**Exercise:** Only lines holding the string "templates" are wanted; copy each one from the material.

**Exercise data:**
PR #3293, opened 2020-10-22
Fixes #18395: Update dependencies for the webapp

ncharles:
https://issues.rudder.io/issues/18395

### DIFF
--- a/webapp/sources/rudder/rudder-templates/src/main/scala/com/normation/templates/FillTemplatesService.scala
+++ b/webapp/sources/rudder/rudder-templates/src/main/scala/com/normation/templates/FillTemplatesService.scala
@@ -50,7 +50,7 @@ import com.normation.zio.ZioRuntime
 import zio._
 import zio.syntax._
 import com.normation.zio._
-import org.apache.commons.lang.StringUtils
+import org.apache.commons.lang3.StringUtils
 
 import scala.collection.immutable.ArraySeq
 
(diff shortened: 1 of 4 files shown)


ncharles:
PR updated with a new commit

**Finished exercise:**
--- a/webapp/sources/rudder/rudder-templates/src/main/scala/com/normation/templates/FillTemplatesService.scala
+++ b/webapp/sources/rudder/rudder-templates/src/main/scala/com/normation/templates/FillTemplatesService.scala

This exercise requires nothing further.